#### [Your objective]
From the data below, return each line in which the string "Option" is found.

#### [Records for the exercise]
Issue #150, opened 2018-10-30
Pick up and save deviceIds on form submission


clint-tseng:

alexpatow:
@clint-tseng as mentioned in slack, I'll take a look at this

alexpatow:
@clint-tseng 

Is this the endpoint which needs to grab the deviceId: [https://odkcentral.docs.apiary.io/#reference/openrosa-endpoints/openrosa-form-submission-api/openrosa-form-submission-api](https://odkcentral.docs.apiary.io/#reference/openrosa-endpoints/openrosa-form-submission-api/openrosa-form-submission-api)? 

It looks like the deviceId is part of the query string in the POST request (taken from the Collect app logs):

```
I/HttpClientConnection: Issuing POST request to: https://opendatakit.appspot.com/submission?deviceID=imei%3A358240051111110
```

Please let me know if this approach sounds good:
- new migration to create deviceId column in submissions table
- get deviceId from req.query.deviceID in `resources/submissions`
- extend the `PartialSubmission.complete` method in `model/instance/submission` to accept deviceId as a parameter
- change `.orElseGet(() => partial.complete(form, auth.actor()).create()))` in `resources/submissions` to `.orElseGet(() => partial.complete(form, deviceId, auth.actor()).create()))`
- add deviceID query string to integration tests

Questions: 
- do we need to do any formatting on the deviceID in the query string (looks like it comes in as encoded "imei:<id>")?
- How do these lines work, will I need to add deviceId to them?
```
  all: [ 'id', 'formId', 'instanceId', 'xml', 'submitter', 'createdAt', 'updatedAt', 'deletedAt' ],
  readable: [ 'instanceId', 'submitter', 'createdAt', 'updatedAt' ]
```

Thanks,

Alex

clint-tseng:
hey alex! CIL

> Is this the endpoint which needs to grab the deviceId: https://odkcentral.docs.apiary.io/#reference/openrosa-endpoints/openrosa-form-submission-api/openrosa-form-submission-api?

yeah, that's the one.

> It looks like the deviceId is part of the query string in the POST request (taken from the Collect app logs):
> 
> ```
> I/HttpClientConnection: Issuing POST request to: https://opendatakit.appspot.com/submission?deviceID=imei%3A358240051111110
> ```

great, this was what i sort of remembered from past discussion but i wasn't sure about the details. that seems right to me. i wouldn't count on it always being present, though.

> Please let me know if this approach sounds good:
> 
[...]

PR #175, opened 2018-12-30
improve #150: adds storage of device id on submit

alexpatow:
When a submission is created in the submission endpoint, the device id is now recorded using the deviceID query string property (used by Collect app).

More info: #150

### DIFF
--- a/lib/model/instance/submission.js
+++ b/lib/model/instance/submission.js
@@ -36,28 +36,33 @@ const out = {};
 
 // TODO/CR: should this be in its own file for consistency?
 out.PartialSubmission = Instance()(({ Submission }) => class {
-  complete(form, maybeActor) {
+  complete(form, maybeActor, maybeDeviceId) {
     // TODO it's awkward that this error/message is thrown here; should be closer to edge.
     if (this.version !== form.version)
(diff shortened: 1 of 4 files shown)


lib/model/instance/submission.js
```diff
@@ -36,28 +36,33 @@ const out = {};
 
 // TODO/CR: should this be in its own file for consistency?
 out.PartialSubmission = Instance()(({ Submission }) => class {
-  complete(form, maybeActor) {
+  complete(form, maybeActor, maybeDeviceId) {
```
clint-tseng: nit:

so, here it's `complete(form: Form, maybeActor: Option[Actor], maybeDeviceId: String?)`.

the `maybeActor` must not be null, but it also must be an `Option`, whereas `maybeDeviceId` may be null. but they're both named `maybe` which is confusing.

i would suggest just naming it `deviceId` and either doing `deviceId = null` to indicate it can be nulled, or else leaving a comment explaining what the types are here.

alexpatow: Sounds good! I wasn’t sure how the “maybe” prefix was being used, so I just went with it. I’ll add the “ = null” to indicate it’s nullable.

alexpatow:
Thanks for the comments, I’ll have some time later in the week to update the PR.

clint-tseng:
perfect, thank you!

#### [Exercise result]
so, here it's `complete(form: Form, maybeActor: Option[Actor], maybeDeviceId: String?)`.
the `maybeActor` must not be null, but it also must be an `Option`, whereas `maybeDeviceId` may be null. but they're both named `maybe` which is confusing.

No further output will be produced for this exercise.